To see what a heart rate monitor looks like, take a look at our Watches section to see reviews on a number of timepieces which include heart rate monitors. With some of these watches, you can set up your zones, and the watch will start to beep at you if you are running too fast or too slow during a given session.
Resting Herat Rate
A lot of runners will monitor their resting heart rate, usually in the morning when they wake up. It is a strong predictor of cardiovascular health and fitness levels.
Depending on how you wake up will depend on when you should take your heart rate. If you have a loud alarm which really startles you in the morning, then wait a few minutes before taking your resting heart rate, otherwise it will be rather high! If you have naturally woken up, you are good to take it almost immediately. What is important is to take it the same way each day.
So, after a few minutes of sitting quietly, monitor your heart rate. Either count the beats over a 60 second period, or count them over 10 seconds and multiply that number by 6. Take your resting heart rate over a few days to get a good average.
One great feature of monitoring resting heart rate is that you can see if you are over training, or possibly coming down with a cold. For example, your heart rate may be one or two beats high, and you feel a bit of a tickle in your throat. This is a sign that something is possibly coming on and you can back off your training a little bit. On the same token, if your heart rate is abnormally low, that can be a sign of fatigue.
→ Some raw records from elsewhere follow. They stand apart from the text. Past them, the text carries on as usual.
PR #402, opened 2021-04-13
Remove most of g_ind and g_inz usage from pass_1.c

lhsazevedo:
Turn `g_ind` and `g_inz` references in pass_1.c into local variables where possible.
I also moved a few variables to inner scopes when I had the chance, but this is not the focus of this PR.

The globals were kept on the following functions as they may rely on global state.
- `parse_push_pull_registers`
- `parse_exg_tfr_registers`
- `parse_tiny_int`
- `evaluate_token`
- `parse_dstruct_entry`
- `directive_dstruct`

Although being simple, the changes are quite extensive, and I think its better if we review each commit individually.

## Stats
References to `g_ind` and `g_inz` in pass_1.c:
**Before**: 470 references.
**After**: 44 references.

### DIFF
--- a/pass_1.c
+++ b/pass_1.c
@@ -8614,7 +8614,7 @@ int directive_snesemuvector(void) {
 
 int directive_print(void) {
 
-  int get_value, value_type;
+  int get_value, value_type, number_result;
 
   while (1) {
     get_value = NO;
@@ -8635,9 +8635,9 @@ int directive_print(void) {
       get_value = YES;
     }
 
-    g_inz = input_number();
+    number_result = input_number();
 
-    if (g_inz == INPUT_NUMBER_STRING || g_inz == INPUT_NUMBER_ADDRESS_LABEL) {
+    if (number_result == INPUT_NUMBER_STRING || number_result == INPUT_NUMBER_ADDRESS_LABEL) {
       char t[256];
     
       if (get_value == YES) {
@@ -8652,7 +8652,7 @@ int directive_print(void) {
         fflush(stdout);
       }
     }
-    else if (g_inz == SUCCEEDED) {
+    else if (number_result == SUCCEEDED) {
       if (g_quiet == NO) {
         if (value_type == 0)
           printf("%x", g_parsed_int);
@@ -8661,7 +8661,7 @@ int directive_print(void) {
         fflush(stdout);
       }
     }
-    else if (g_inz == INPUT_NUMBER_EOL) {
+    else if (number_result == INPUT_NUMBER_EOL) {
       next_line();
       break;
     }
--- a/pass_1.c
+++ b/pass_1.c
@@ -5579,14 +5579,14 @@ int directive_rombanks(void) {
 
 int directive_rombankmap(void) {
   
-  int b = 0, a = 0, bt = 0, bt_defined = 0, x, bs = 0, bs_defined = 0, o, q;
+  int b = 0, a = 0, bt = 0, bt_defined = 0, x, bs = 0, bs_defined = 0, o, q, token_result;
 
   no_library_files(".ROMBANKMAP");
 
   /* ROMBANKMAP has been defined previously */
   if (g_rombankmap_defined != 0 || g_rombanks_defined != 0) {
     o = 0;
-    while ((g_ind = get_next_token()) == SUCCEEDED) {
+    while ((token_result = get_next_token()) == SUCCEEDED) {
       /* .IF directive? */
       if (g_tmp[0] == '.') {
         q = parse_if_directive();
@@ -5678,7 +5678,7 @@ int directive_rombankmap(void) {
         }
       }
       else {
-        g_ind = FAILED;
+        token_result = FAILED;
         break;
       }
     }
@@ -5686,7 +5686,7 @@ int directive_rombankmap(void) {
   /* no ROMBANKMAP has been defined */
   else {
     o = 0;
-    while ((g_ind = get_next_token()) == SUCCEEDED) {
+    while ((token_result = get_next_token()) == SUCCEEDED) {
       /* .IF directive? */
       if (g_tmp[0] == '.') {
         q = parse_if_directive();
@@ -5765,13 +5765,13 @@ int directive_rombankmap(void) {
         }
       }
       else {
-        g_ind = FAILED;
+        token_result = FAILED;
         break;
       }
     }
   }
 
-  if (g_ind != SUCCEEDED) {
+  if (token_result != SUCCEEDED) {
     print_error("Error in .ROMBANKMAP data structure.\n", ERROR_DIR);
     return FAILED;
   }
--- a/pass_1.c
+++ b/pass_1.c
@@ -5463,7 +5463,7 @@ int directive_name_gb(void) {
 
 int directive_rombanks(void) {
 
-  int q;
+  int i, q, bank_address;
 
   no_library_files(".ROMBANKS");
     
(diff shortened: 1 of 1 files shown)


vhelin:
A question about how you did this (good work, BTW!): Did you remove global g_ind, then add local g_ind to the functions, and then renamed g_ind inside functions?

vhelin:
@cr1901 Could you help us out a little with reviewing some of these commits? There's a lot of them...

lhsazevedo:
> Did you remove global g_ind, then add local g_ind to the functions, and then renamed g_ind inside functions?

That seems clever, but I did it the dumb way ha. I just gone through each function searching for `/g_in[dz]/`, then replaced with one or more locals with a meaningful name. Runned tests before each commit.

> good work, BTW!

Thanks! Glad to contribute. :rocket:

vhelin:
Checked so far (the first 4 in this PR):

* Remove g_inz from macro_start_dxm
* Remove g_inz from directive_db_byt_byte
* Remove g_inz from parse_enum_token
* Move enum_add_struct_fields() vars to inner scopes 

... and I'm out of energy. :) Too much bug hunting today at work. Will continue later...

cr1901:
@vhelin I skimmed the rest. These commits were easy to skim because they are mainly text subsitutions and moving variables to smaller scopes. The changes look fine to me, with my comments below:

* `directive_dsl` appears to still require global state (`g_parsed_int`)?

* In commit 0aa4a424e, is `g_ind` not used _at all_ anymore? I know it got written to a lot over many functions, but it feels weird to me that removing it from the for loop doesn't break anything.

* Commits 8c8928ff, (end of) 06a40469, and 0472fe49 looks fine to me, but I wonder if there was a reason to assign to a variable and then check the result? Is it possible that `g_inz` was consulted after `directive_section()` returned?

lhsazevedo:
Thank you!

> directive_dsl appears to still require global state (g_parsed_int)?

Yeah, pretty much all of them require global state. When calling `input_number()`, the parsed value is written to `g_parsed_int`. The returned value is just a status code. Almost all of them call `input_number()`.

But the main thing here is reducing the usage of `g_ind` and `g_inz`, two temporary globals that are being reused instead of locals. Will try to reduce global state when I get better with C! :P

> In commit 0aa4a42, is g_ind not used at all anymore? I know it got written to a lot over many functions, but it feels weird to me that removing it from the for loop doesn't break anything

I looked if it was being used inside the function itself and it was not. Now I just checked the places where `parse_dstruct_entry()` is called and yes, it appears that no data is returned via `g_ind`.

It was implemented in https://github.com/vhelin/wla-dx/commit/e996850235953fe8aeab668d598f8fafa934da1d, maybe the author @Drenn1 could confirm this.

> Commits 8c8928f, (end of) 06a4046, and 0472fe4 looks fine to me, but I wonder if there was a reason to assign to a variable and then check the result? Is it possible that g_inz was consulted after directive_section() returned?

Hmm, let me check...
Ok, these function are called in only one or two places and `g_inz` is not consulted after.
I guess it's was just copy pasted and kept that way.

vhelin:
I'm afraid that looking just the diffs isn't enough as the way this refactoring was made means that there might still be g_ind/g_inz references inside those functions marked as taken-care-of. Unless lhsazevedo can convince us that there aren't. :) Which would be great. For me to be confident that there aren't any not-taken-care-of g_ind/g_inz references I need to look at the code and search for all the places where g_ind/g_inz appear inside those functions, and compare the code with the diff to see that the diff doesn't miss anything...

Or am I just being a nitpicker? :)

cr1901:
>Yeah, pretty much all of them require global state.

What I was getting at is: perhaps you should add `directive_dsl` to your list in your initial message in the PR :P.

@vhelin To me, the changes look mostly like text substitutions. It's _possible_ that  If the test suite still passes, I'd rather commit this change and see if we get complaints about broken code. If we do a merge commit, we can still bisect later to figure out what's wrong.

Two things I'd like to do:

* `squash` this PR down to one commit in case it becomes clear we need to revert.
* Create a separate branch where all these individual commits still exist, so if breakage occurs, we can bisect to find the broken commit.

Open to other ideas of course :).

vhelin:
@cr1901 What I'm worried about are g_inz's that were accidentally left there in the functions without changing them to new variables (are there any?). As we still have global g_inz the code will compile...

cr1901:
_I_ didn't see any from skimming all the functions. Like I said, the diff was mostly text substitution. I don't recall seeing `g_inz` being left untouched. But if it was, I am not in a position to debug whether it was justified leaving it untouched (nor could I tell you which place where touching `g_inz` might not be a good idea).

lhsazevedo:
I'll address your points later tonight

vhelin:
Checked the following commits (5-36):

* Remove g_ind from directive_db_byt_byte

... and

* Remove g_ind/z from directive_hex
* Remove g_ind from directive_asctable_asciitable
* Remove g_ind from directive_asc
* Remove g_ind/z from directive_dw_word_addr
* Remove g_ind/z from directive_dl_long_faraddr
* Remove g_inz from directive_dsl
* Remove g_ind/z from directive_dd
* Remove g_inz from directive_dsd
* Remove g_ind from directive_name_w65816
* Remove g_ind from parse_dstruct_entry
* Remove g_inz from directive_dsb_ds
* Remove g_inz from directive_dsw
* Remove g_ind/z from directive_incbin
* Remove g_inz from directive_section
* Remove g_ind from directive_block
* Remove g_ind from directive_name_gb
* Remove g_ind/z from directive_rombanks
* Remove g_ind from directive_rombankmap
* Remove g_ind from directive_memorymap
* Remove g_inz from parse_if_directive
* Remove g_ind from parse_directive
* Remove g_ind from directive_printt
* Remove g_inz from directive_print
* Remove g_ind/z from directive_snesemuvector

... and

* Remove g_ind/z from directive_snesnativevector
* Remove g_ind/z from directive_snesheader
* Remove g_ind from directive_rept_repeat
* Remove g_ind from directive_macro
* Remove g_ind from directive_smsheader
* Remove g_ind from directive_undef_undefine
* Remove g_ind/z from directive_gbheader

All looked good. Took me 1h 30min with two small breaks... :) Squash + separate branch sounds good, but I'm ok with merging this PR.

lhsazevedo:
> @vhelin
> Took me 1h 30min with two small breaks...

Oh wow. On the future, what can I do to make the review process easier?

> @cr1901
> What I was getting at is: perhaps you should add directive_dsl to your list in your initial message in the PR :P

Hmm, I read it again and it was misleading indeed. What I meant is that I didn't remove g_ind/z from those functions because they rely on them, as you can see below. I just edited to make it clearer, thx.

> @vhelin
> Unless lhsazevedo can convince us that there aren't. :)

During the refactor, I ensured that noting was left behind but I double checked just in case:
On pass_1.c, there are now 44 references to `g_ind`/`g_inz` remaining on pass_1.c, of which 6 are to `g_ind` and the other 38 to `g_inz`:

**g_ind**:
\#    | lines       | function
----- | ----------- | ---
1     | 53          | (declaration)
2 - 6 | 1166 - 1316 | evaluate_token

**g_inz**:
\#      | line        | function
------- | ----------- | ---
1       | 53          | (declaration)
2 - 4   | 887 - 895   | parse_push_pull_registers
5 - 8   | 1015 - 1034 | parse_exg_tfr_registers
9 - 10  | 1068 - 1070 | parse_tiny_int
11 - 22 | 1175 - 1212 | evaluate_token
23 - 36 | 3738 - 3805 | parse_dstruct_entry
37 - 38 | 4059 - 4064 | directive_dstruct

It is worth mentioning that, now, the only place in the whole project that `g_ind` is being used is at `evaluate_token` :leaves:.

I am not able to create a new branch here, and I don't know how to squash keeping the original commits on another branch. Let me know if there is anything I can do now to help the merge process!

cr1901:
Then let's not bother squashing. If something breaks we need to be able to bisect it. And 36 commits isn't a huge amount in the grand scheme of things. Better to keep each commit small since this was an invasive change.

vhelin:
> Oh wow. On the future, what can I do to make the review process easier?

In this particular case the way you did variable renaming meant that there might be cases where some g_inz references were left unhandled by accident. If you had removed global g_inz, then added local g_inz vars to functions, and then used some IDE's renaming tool to rename the local g_inz vars/references to something better, that would have been good enough for me and I wouldn't had to recheck the functions...

Now that you say that

> During the refactor, I ensured that noting was left behind

well, perhaps this information would have been enough for me. :) But what's done is done and taken care of and I'm happy that these renamings are done and checked. Sometimes things need a bit extra effort.

vhelin:
It'd be great if something could be done to the CPU instruction parsing code that are now in files like e.g., decode_z80.c. Perhaps move the parsing loop frames from pass_1.c to those files, make it so that those files can be compiled to object files instead of including them to pass_1.c... That'd be a great start! After that renaming g_inz/g_ind in them might be easier...

lhsazevedo:
Awesome! Thank you guys for taking the time to review this. :rocket:

PR #406, opened 2021-04-24
Update Byte Tester to read tests from comments on source file

lhsazevedo:
_See #405 for the initial discussion of this feature._

If accepted, this PR will introduce a new `-s` flag in the Byte Tester, that allows reading test commands from comments in the assembly file starting with `@BT`. It also updates the Z80 mnemonics test to use this new mode.

In the future, we can improve this feature by allowing multiple source files to be passed.


byte_tester/main.c
```diff
@@ -140,15 +140,89 @@ int _read_binary_file(char *filename, int *did_we_read_data, FILE *f, int *file_
...
 
   char tmp[256], test_id[256], tag_id[256];
+  char *input_name = NULL, *input = NULL, *current = NULL;
   unsigned char bytes[256];
-  int file_size, end, byte_count, i, j, length, tag_start, tag_end, wrong_bytes, failures, use_address = NO, address = 0, did_we_read_data = NO, got_it = NO;
+  int input_size, file_size, end, byte_count, i, j, length, tag_start, tag_end, wrong_bytes, failures, should_extract_comments = NO, use_address = NO, address = 0, did_we_read_data = NO, got_it = NO;
   FILE *f;
   
-  if (argc != 2 || argv == NULL) {
+  if (argc < 2 || argv == NULL) {
```
vhelin, line 225: Why we allow e.g., 10 arguments while only "-s" and filename are used?

lhsazevedo: Hmm, you are right.

We can allow only two or three arguments:
```c
if ((argc != 2 && argc != 3) || argv == NULL) {
```

Or a range where  `1 < argc < 4`, that doesn't makes much sense right now but could be useful in the future when more args gets added:
```c
if (argc < 2 || argc > 3 || argv == NULL) {
```

Which one do you prefer?

vhelin: Both are fine, but perhaps 

if (argc < 2 || argc > 3 || argv == NULL) {

is minimally better? :)

lhsazevedo: I agree :)

Done.

vhelin:
Just realized, is it too early to delete "testsfile" here as run_tests.sh doesn't use the new byte_tester comment reading capabilities? With this PR we now have one test project less...

lhsazevedo:
I updated the test's makefile yesterday to call the Byte Tester:

https://github.com/vhelin/wla-dx/blob/1e0d88ccfa5d96cdce29161cae4e43600afd571c/tests/z80/mnemonics_test/makefile#L11-L17

The reason why I didn't updated run_tests.sh for this is: while testsfiles always have the same name, the source file name can change, or — in the future — the test could have multiple source files with instructions.

We can keep the testsfile as well just in case, but the test will run twice. Not a big problem though.

vhelin:
Ah, missed that makefile mod. Looks good then!

lhsazevedo:
Great, Thanks for taking the time to review carefully!

🚀

PR #407, opened 2021-04-24
Fixes for building under MSVC

maxim-zhao:
- printf.c: change for MSDOS needs to exclude WIN32
- stack.c: explicit cast double to int
- byte_tester/main.c: explicit cast ptr_diff_t to int


maxim-zhao:
I guess these aren't a problem for your continuous build. Here I'm building x64 with cmake/Ninja/VS2019.

vhelin:
The more platforms/configurations we can support the merrier! Thank you! :)

PR #411, opened 2021-05-05
MSVC build fixes (again)

maxim-zhao:
Ninja build seems to default to a higher warnings-as-errors level. This explicit cast makes it happy.


vhelin:
Thanks!

Issue #417, opened 2021-05-24
Address-to-line mappings should give a memory address instead of a ROM offset


SolraBizna:
Okay, I know I said it looked great, but here's ooooooooooone more of these... sorry!

The second field of an address-to-line mapping currently gives an offset from the beginning of the ROM. This is quite awkward for me to process, since in my target system the relationship between intended memory address and ROM offset can be... complicated. I may just not be thinking clearly about it, but I think in one of my actual cases it's even ambiguous\*. In addition, WLA appears to truncate the offset to 16 bits, so even if I do manage to parse the address correctly, ROMs larger than 64K will have problems. Labels, on the other hand, are currently given as memory addresses, which carry no ambiguity and make it easy for my debugger. It would be easier for me if both were given as memory addresses, not to mention appealing to my sense of consistency.

Would this be complicated to set up? For that matter, are there existing applications that this would break? How long has the address-to-line mapping feature even been here? (I only found it this weekend, minutes after wishing it existed, so I've been choosing to assume this feature sprang into being as a direct result of my wish, rather than the boring explanation that it's been there for a while and I'm just not up to date on new features.)

\*Specifically, some cartridges use something called "wide range hack" where the slot number affects which ROM chip is selected, and that chip is hooked up to the A pins in a different way. It's a long story... but if each `.sym` file consistently gives the memory addresses instead of ROM offsets, the debugger doesn't need to know about the "wide range hack" or any other screwy wiring of the cartridge in order to get it right.

vhelin:
The first field is bank (+ base)?

I'm not sure if symbol file writes has the address information when writing addr-to-line mapping, but I'll check it out today evening. 

I don't remember when this feature was added as I think someone else than me added it. :) But we can change the WLA symbol file format as this is now going to be v10.0 release, a new major number, and thus we can change some things a little.

SolraBizna:
I was calling each number a separate field, I'll call them numbers instead to avoid confusion. My testing indicates that the second number actually is the offset from the start of the ROM, not from the start of the bank (which might have been originally intended?).

It looks like @CypherSignal added this feature originally. If they added it, they probably needed it, and if they need it, they might be annoyed if it changes now. (Thoughts, @CypherSignal?) I'd guess it was probably mainly intended to target the SNES, whose ROM address mappings are pretty straightforward...

> But we can change the WLA symbol file format as this is now going to be v10.0 release, a new major number, and thus we can change some things a little.

[...]

PR #418, opened 2021-05-25
Update symbols.rst to include version history

CypherSignal:
Change for discussion at https://github.com/vhelin/wla-dx/issues/417#issuecomment-847331286_


vhelin:
Nice, thank you!

Issue #422, opened 2021-07-04
Convert tests to the new in-source tests instructions feature


lhsazevedo:
Keeping the test instructions inside the source file greatly reduce the amount of context switching when authoring and reviewing tests.

Recently, the Byte Tester gained the ability to read the tests instructions from the sources itself using the `-s` flag. The [z80 mnemonics_test](https://github.com/vhelin/wla-dx/blob/master/tests/z80/mnemonics_test/main.s) already uses this feature. 

If you are OK with this, I can convert the remaining tests to this new mode.
Note that tests that checks the output of multiple source files will be converted after #421 is implemented.

vhelin:
I'm ok with this! :)

vhelin:
My commit here https://github.com/vhelin/wla-dx/commit/08a494f1aaea05d37aab04b3897092b5613b914d converted the last tests so we can close this issue.

lhsazevedo:
Nice! I hope this made writing tests less boring

vhelin:
It's convenient to have the test data right next to the code it tests, but my main motivation for converting the last tests was that on Amiga my test runner script cannot use testfiles, but the embedded tests work just fine. Now that I was having trouble with the Amiga build I wanted to run all the tests on Amiga that I could...

PR #423, opened 2021-07-06
Convert Z80 tests to in-source instructions

lhsazevedo:
See #422


tests/z80/linker_test_1/main.s
```diff
@@ -273,6 +274,10 @@ _loop:
 .printv 100
 .printt "\n"
 
+// BT main.o
```
vhelin, line 277: Does this mean that we are missing these two tests that check if a definition exists or not?

vhelin (approved):
Thanks!

PR #432, opened 2021-08-29
wlalink: fix build error

rofl0r:
apparently nobody compiled with DEBUG mode on for a long time...


vhelin:
Thanks!

vhelin:
> thanks for merging. maybe might make sense to toggle debug option on in one CI job ?

Now that you mention it, it's actually a really good idea. :) I'll try to do that...

PR #329, opened 2022-11-04
Add TimeRangeConstraint Representation Invariant

plypaul:
As per title.


metricflow/constraints/time_constraint.py
```diff
@@ -17,6 +17,20 @@ class TimeRangeConstraint(SerializableDataclass):
     start_time: datetime.datetime
     end_time: datetime.datetime
 
+    def __post_init__(self) -> None:  # noqa: D
+        if self.start_time > self.end_time:
+            raise RuntimeError(
+                f"start_time must not be > end_time. start_time={self.start_time} end_time={self.end_time}"
+            )
+
+        if self.start_time < TimeRangeConstraint.ALL_TIME_BEGIN():
```
tlento, line 26: Shall we switch this to epoch start instead of the year 2000? Seems more in line with other computer date systems.

metricflow/constraints/time_constraint.py
```diff
@@ -17,6 +17,20 @@ class TimeRangeConstraint(SerializableDataclass):
...
+            raise RuntimeError(
+                f"start_time={self.start_time} exceeds the limits of {TimeRangeConstraint.ALL_TIME_BEGIN()}"
+            )
+
+        if self.end_time > TimeRangeConstraint.ALL_TIME_END():
+            raise RuntimeError(f"end_time={self.end_time} exceeds the limits of {TimeRangeConstraint.ALL_TIME_END()}")
```
tlento, line 32: 2040 isn't too far away but I guess that's alright.

Out of historical instance, why is this here? And why is it a fixed constant? Shouldn't we make it slide forward based on current date?

tlento (commented):
Conceptually great, needs a fix for that test failure, and I think the right thing to do is update our range boundaries.

metricflow/constraints/time_constraint.py
plypaul: So the limits of the `TimeRangeConstraint` are used for the time spine table. We could increase this, but that would cause the size of the time spine table to be larger, which adds a bit of overhead when creating it.

Generally prefer not to make it sliding to get better consistency + easier debugging.

tlento: > the limits of the TimeRangeConstraint are used for the time spine table

Ah, makes sense!

metricflow/test/time/test_time_granularity_solver.py
```diff
@@ -223,10 +223,7 @@ def test_adjusted_time_constraint_at_boundaries(
     """Tests the time range adjustment behavior at the min / max boundaries"""
     assert (
         time_granularity_solver.adjust_time_range_to_granularity(
-            time_range_constraint=TimeRangeConstraint(
-                start_time=TimeRangeConstraint.all_time().start_time + datetime.timedelta(days=-30),
-                end_time=TimeRangeConstraint.all_time().end_time + datetime.timedelta(days=30),
```
tlento, line 228: LOL. The reason this failed is because the timedelta signs were backwards.

tlento (approved):
LGTM!

PR #332, opened 2022-11-08
Fix DuckDB Concurrency Issues

plypaul:
* Using a Lock instead of RLock as DuckDB can throw odd errors with concurrent queries, even in the same thread.
* Protecting `list_tables` with a lock as it also accesses the engine.

### DIFF
--- a/metricflow/sql_clients/duckdb.py
+++ b/metricflow/sql_clients/duckdb.py
@@ -62,7 +62,7 @@ class DuckDbSqlClient(SqlAlchemySqlClient):
     def __init__(self, file_path: Optional[str] = None) -> None:  # noqa: D
         # DuckDB is not designed with concurrency, but in can work in multi-threaded settings with
         # check_same_thread=False, StaticPool, and serializing of queries via a lock.
-        self._concurrency_lock = threading.RLock()
+        self._concurrency_lock = threading.Lock()
         super().__init__(
             sqlalchemy.create_engine(
                 f"duckdb:///{file_path if file_path else ':memory:'}",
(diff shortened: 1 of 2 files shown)


tlento (approved):

metricflow/sql_clients/duckdb.py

Your resting heart rate should decrease over time, as you get fitter.
Recovery Heart Rate
Recovery Heart Rate is your heart's ability to return to a normal rate after an activity within a specific amount of time. In general, a faster heart rate recovery from an activity is an indication of an improved fitness level. Some Garmin running devices (610 and 910XT), and the Timex Run Trainer, will automatically work this out using features inbuilt into the watch.
To race or not to race
Personally, I do not race with a heart rate monitor on. I expect my heart rate to be a bit high on race day and I think that it would stress me out to know what it is at. It is also important to learn to race to how your body is feeling. However, as a beginner there is certainly an argument to be had to wear it for a few times, to get to know your heart rate a bit better and see actually how high you can get your heart rate!
Getting Fitter
As you get fitter, you can start to monitor your pace at various heart rate levels and you should start to see your heart rate start to drop at paces you used to run. You start to become more efficient at running at a steady pace.
Hopefully this has given you an introduction into heart rate, why it is excellent to train using heart rate and also why 220 - age is not a good indicator of your maximum heart rate.
Get these areas right, and you will be training like some of the best athletes around and will make huge gains over your friends and running colleagues.